November 26 2012

ObamaCare’s Casualties Mount

Carrie L. Lukas

America’s may just want to forget about politics, and everything that’s happening in Washington.  Yet sadly, Washington won’t leave the rest of the country alone, and the effects of policy decisions made in DC reverberate around the country. 

Here’s a couple stories you might have missed about the ObamaCare law’s mounting impact.

Start with the news of yet another business—this time, a community college in Pennsylvania—that’s cutting workers’ hours to reduce their number of full-time employees:

Pennsylvania's Community College of Allegheny County (CCAC) is slashing the hours of 400 adjunct instructors, support staff, and part-time instructors to dodge paying for Obamacare.

"It's kind of a double whammy for us because we are facing a legal requirement [under the new law] to get health care and if the college is reducing our hours, we don't have the money to pay for it," said adjunct biology professor Adam Davis.

On Tuesday, CCAC employees were notified that Obamacare defines full-time employees as those working 30 hours or more per week and that on Dec. 31 temporary part-time employees will be cut back to 25 hours.

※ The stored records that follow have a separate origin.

PR #5462, opened 2026-09-17
harden: sanitize child_process call in bundle.js

anupamme:
## Summary
Harden input handling in `bundle.js` (flagged by semgrep).

## Vulnerability
| Field | Value |
|-------|-------|
| **ID** | javascript.lang.security.detect-child-process.detect-child-process |
| **Severity** | HIGH |
| **Scanner** | semgrep |
| **Rule** | `javascript.lang.security.detect-child-process.detect-child-process` |
| **File** | `bundle.js:31` |
| **Assessment** | Defensive hardening |

**Description**: Detected calls to child_process from a function argument `folder`. This could lead to a command injection if the input is user controllable. Try to avoid calls to child_process, and if it is needed ensure user input is correctly sanitized or sandboxed. 

## Threat Model Context

This is a private Node.js application (not published to npm). Vulnerabilities affect this application's own runtime only.

## Changes
- `bundle.js`

## Behavior Preservation
The change is scoped to 1 file on the vulnerable path.

---
*This patch removes an exploit primitive — a code pattern that, while not independently exploitable today, could be chained with other weaknesses by automated exploit-development tooling. Proactive removal of such primitives raises the bar against increasingly capable automated attack tools.*

---
*Automated security fix by [OrbisAI Security](https://orbisappsec.com)*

The move will save an estimated $6 million.  

Americans have recently heard such reports of workforce cutbacks in the food industry.  Yet Americans should be warned that no industry is likely to be spared from these kinds of calculations.  Businesses will be facing higher insurance costs as a result of ObamaCare and that money has to be made up for elsewhere, by fewer workers, lower wages, or higher prices.  You can expect such stories of worker cutbacks to be routine as ObamaCare kicks in.

Doctors are also having to make adjustments—and unpleasant ones—due to ObamaCare.  This story in Bloomberg details how private practices are being swallowed up by big hospitals due to counterproductive, arbitrary government payment practices, which end up reimbursing hospitals more (sometimes as much as 3 times more) than private practices for doing the same procedures.

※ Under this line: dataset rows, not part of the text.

PR #1778, opened 2021-05-11
If a Profile Property's dependencies are not ready, update `startedAt` try again soon

evantahler:
This PR updates our retry logic when a Profile Property is to be imported, but it has a dependency that isn't ready yet.  For example in this chain: `user_id -> account_id -> account_name` if account_id is not yet ready and we are trying to import account_name.

Prior to this PR, account_name's `startedAt` would be untouched, so it would not be retried until (default) 5 minutes later.  This PR updates `startedAt` so that it can be retied again as soon as ~5 seconds later (as a function of `config.tasks.timeout`)

### DIFF
--- a/core/src/tasks/profileProperty/importProfileProperty.ts
+++ b/core/src/tasks/profileProperty/importProfileProperty.ts
@@ -1,9 +1,10 @@
 import { RetryableTask } from "../../classes/tasks/retryableTask";
 import { Profile } from "../../models/Profile";
 import { Property } from "../../models/Property";
-import { log } from "actionhero";
+import { config } from "actionhero";
 import { ProfileProperty } from "../../models/ProfileProperty";
 import { PropertyOps } from "../../modules/ops/property";
+import { ImportOps } from "../../modules/ops/import";
 
 export class ImportProfileProperty extends RetryableTask {
   constructor() {
@@ -46,7 +47,19 @@ export class ImportProfileProperty extends RetryableTask {
       if (properties[dep.key].state !== "ready") ok = false;
     });
 
-    if (!ok) return; // there's a dependency we don't have yet
+    if (!ok) {
+      // there's a dependency we don't have yet, sleep a little and will be retried later
+      return ProfileProperty.update(
+        { startedAt: ImportOps.retrySendAt() },
+        {
+          where: {
+            propertyId: property.id,
+            profileId: profile.id,
+            state: "pending",
+          },
+        }
+      );
+    }
 
     const propertyValues = await source.importProfileProperty(
       profile,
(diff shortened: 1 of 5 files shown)


core/src/tasks/profileProperty/importProfileProperty.ts
```diff
@@ -46,7 +47,19 @@ export class ImportProfileProperty extends RetryableTask {
       if (properties[dep.key].state !== "ready") ok = false;
     });
 
-    if (!ok) return; // there's a dependency we don't have yet
+    if (!ok) {
+      // there's a dependency we don't have yet, sleep a little and will be retried later
+      return ProfileProperty.update(
+        { startedAt: ImportOps.retryStartedAt() },
```
bleonard, line 53: it seems potentially problematic to move this time backwards. would it work to set it to `null` ? There's something weird in that about how `processPendingProfileProperties` orders things always getting the same ones over and over again, though, so I understand the need to "bump it ahead".

Conceptually you want to rerun these ones after all the dependencies are filled. That could be a little time or quite a bit.

Things worth considering:
* reenqueue in resque (it will still get picked up after 5 minutes if redis goes away)
* use some stuff from how we are thinking about exports and have a `fetchAt` - that more or less what you are trying to get at with manipulating the `startAt` I think.
* understand the DAG more in `processPendingProfileProperties` or wherever we mark them "pending" - if properties had a `depth` field to order by, this case would come up much less commonly.

bleonard: I'd be ok merging too, but noting this is technical debt and a weird spot.

evantahler: Yeah - it felt weird.  I like option 1, keeping the 5 minute retry as a fallback if redis goes away

bleonard: The trick would be to only do that a few times (so there isn't one in resque while it's getting re-enqueued) because it's been five minutes.
So that might look like checking when that would be (by getting the setting and adding it to startedAt). if that's "soon" (within 20 seconds), drop it on the floor. If it's more than that. re-enqeue for 10 seconds later. You could also check the length of how many are pending to get a sense.

The main downside of this approach is that this this re-enqueued batch would be smaller and you'd end up with lots of little ones. Whereas the messing with the db ones (including the merged startedAt approach) keeps big batch sizes.

evantahler: Yeah... that's why I started with this PR to keep it all in the DB and maintain large batches.  We could just retry once, and then if that fails, wait the 5 minutes.    Or... leave it as-is!

bleonard: as-is is ok with me. let's see if more things go the way of `exports` with their enqueuing logic and we can revisit.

The article starts with the story of a heart doctor, faced with the choice of firing half of his staff and trying to keep his practice going or selling to a hospital.  He sold to the hospital, of course.  This is more than just a single anecdote; it is emblematic of a larger trend.  As Bloomberg reports:

In Wisconsin, the number of heart doctors in private practice has declined to 11 percent from 62 percent of cardiologists in 2007, according to the American College of Cardiology, whose main offices are in Washington. The trend is similar nationwide. The number of heart doctors working for U.S. hospitals has more than tripled, while the number in private practice has fallen 23 percent over five years, the ACC said.

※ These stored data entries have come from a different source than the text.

PR #1780, opened 2021-05-12
final summary after `roo run`

teallarson:
Generates a summary after each instance of `roo run` giving details about Profiles, Sources, and Destinations affected by the run.
Screen Shot 2021-05-19 at 2 28 28 PM

### DIFF
--- a/core/__tests__/modules/status.ts
+++ b/core/__tests__/modules/status.ts
@@ -50,7 +50,6 @@ describe("modules/status", () => {
   describe("with many metrics", () => {
     beforeAll(async () => {
       await api.resque.queue.connection.redis.flushdb();
-
       await Status.set([metric]);
       await utils.sleep(10);
       await Status.set([metric]);
@@ -285,7 +284,6 @@ describe("modules/status", () => {
           undefined
         );
         await helper.changeTimestamps(_export3, true);
-
 
         const now = new Date();
         await _export.update({
--- a/core/__tests__/modules/status.ts
+++ b/core/__tests__/modules/status.ts
@@ -207,6 +207,7 @@ describe("modules/status", () => {
       await helper.factories.properties();
       oldProfile = await helper.factories.profile();
       await helper.changeTimestamps(oldProfile, true); // 'true' will set both updatedAt and createdAt
+
       newProfile = await helper.factories.profile();
     });
 
@@ -285,6 +286,7 @@ describe("modules/status", () => {
         );
         await helper.changeTimestamps(_export3, true);
 
+
         const now = new Date();
         await _export.update({
           completedAt: new Date(now),
@@ -300,3 +302,13 @@ describe("modules/status", () => {
     });
   });
 });
+
+async function changeTimestamps(
+  instance: Profile | Export,
+  timestamp = "1900-01-01 12:13:14"
+) {
+  const tableName = instance.constructor["tableName"];
+  return api.sequelize.query(
+    `UPDATE ${tableName} SET "updatedAt" = '${timestamp}', "createdAt" = '${timestamp}' WHERE id = '${instance.id}'`
+  );
+}
--- a/core/__tests__/modules/status.ts
+++ b/core/__tests__/modules/status.ts
@@ -206,7 +206,7 @@ describe("modules/status", () => {
       await helper.truncate();
       await helper.factories.properties();
       oldProfile = await helper.factories.profile();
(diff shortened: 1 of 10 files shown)


core/src/modules/statusReporters.ts
```diff
@@ -414,3 +413,143 @@ function mergeMetrics(metrics: StatusMetric[]) {
...
+  const lastRunStart = new Date(api.bootTime);
+  export namespace Sources {
+    export interface SourceData {
+      name: string;
+      profilesCreated: number;
+      profilesImported: number;
+      importsCreated: number;
+      error: string;
+    }
+    export async function getData(): Promise<Array<SourceData>> {
```
teallarson, line 426: @evantahler We'd discussed typing returns inside a function vs. when the function is declared.  How might I do that in this case?

evantahler: You might be close already as what you are returning is a function of the already-typed:

```
      const sources: {        [id: string]: {          name: string;          profilesCreated: number;          profilesImported: number;          importsCreated: number;          error: string;        };      } = {};
```

You could re-work that to be something like:

```ts
const sources: {[id:string]: SourceData } = {}
```

which may help

core/__tests__/modules/status.ts
```diff
@@ -178,4 +182,116 @@ describe("modules/status", () => {
...
+
+async function changeTimestamps(
+  instance: Profile | Export,
+  timestamp = "1900-01-01 12:13:14"
+) {
+  const tableName = instance.constructor["tableName"];
+  return api.sequelize.query(
+    `UPDATE ${tableName} SET "updatedAt" = '${timestamp}', "createdAt" = '${timestamp}' WHERE id = '${instance.id}'`
+  );
+}
```
evantahler: This function is because there is no good way with Sequelize to manually change `updatedAt`.  @tealjulia I think we have a method like this in a few places now.  Can you please move this into `@grouparoo/spec-helper`?   Then this method will be available via something like `helper.changeTimesamps(model)`

core/src/modules/statusReporters.ts
evantahler: Were you unable to type the return values to the function didn't need to be typed?

evantahler: Noting that this summary will only include sources which had a run.

core/src/modules/statusReporters.ts
```diff
@@ -414,3 +412,135 @@ function mergeMetrics(metrics: StatusMetric[]) {
...
+
+  export namespace Destinations {
+    export interface DestinationData {
+      name: string;
+      exportsCreated: number;
+      exportsFailed: number;
+      exportsComplete: number;
+    }
+
+    export async function getData() {
```
evantahler, line 499: Similarly, this summary will only include Destinations which had at least one Export

core/src/tasks/system/status.ts
```diff
@@ -24,11 +24,20 @@ export class StatusTask extends Task {
...
+      await this.stopServer(toStop);
+    }
 
     await this.updateTaskFrequency();
   }
 
+  async logFinalSummary() {
+    const finalSummaryLog = await FinalSummary.getFinalSummary();
+    GrouparooCLI.logger.finalSummary(finalSummaryLog);
+    return false;
```
evantahler: You aren't using the return value, to it's best to return nothing.

evantahler (changes requested):
Looks really good!  

* Please move the changeTimestamps utility to the `@grouparoo/specHelper`
* Please don't return a value if you don't use it 

Then this is good to go!

teallarson:
> Looks really good!
> 
> * Please move the changeTimestamps utility to the `@grouparoo/specHelper`
> * Please don't return a value if you don't use it
> 
> Then this is good to go!

@evantahler not entirely clear what's going on with these failures installing Postgres.  I'm not able to reproduce them on my machine.  Versioning?  Related to CircleCI's partial outage?

core/__tests__/modules/status.ts
```diff
@@ -193,4 +196,117 @@ describe("modules/status", () => {
...
```
evantahler: I don't think you need this any more, as it's in the helper?

evantahler (changes requested):
One minor thing to remove and this is good to go!

evantahler (approved):
Ship it!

Is this really what Americans want?  To have to go to the hospital for more of their health care and to access any specialists? There’s the cost side of the equation, though it’s worth lingering on how stupid this is from a cost-perspective:

“If this was government’s solution to reducing health-care costs they should have their heads examined because it is probably increasing health-care costs,” Alexander (a cardiologist who sold his practice to a hospital) said. “This is an unfortunate consequence of bad planning.”

The cuts he faced, though, didn’t apply to hospitals, which saw Medicare reimbursements rise over the same period under a different set of government formulas, according to ACC. After selling his practice to a hospital in 2010, Medicare now pays Alexander three times as much for doing the same tests and procedures he did in private practice.

So our health care costs will rise as more Americans are forced into the hospital system instead of seeing local doctors.  Those costs  are likely to get even worse as hospitals begin to enjoy near monopoly status and can boost prices for those with private insurance. 

But Americans should also consider what this means for their experience of getting care.  My obstetrician for my last pregnancy had his office in a hospital here in Belgium.  That meant that for every routine checkup I had to park in a huge hospital parking lot and walk more than a block to get inside. I then had to wait in a long line to check in at the hospital, take my badge over to pay, and wind my way through the hospital to the wing where my doctor has his office.  I then had to wait again in another line to check in there, before sitting in a giant waiting room until I was seen.  It’s a reason that I didn’t bother with the after-birth checkup:  Dealing with the hospital was a giant hassle.

This will be our brave new world America.  Good-bye doctor offices; hello DMV-style medical care. 

 

Americans may want to tune out politics, but we’ve can’t ignore the real impact of these policy.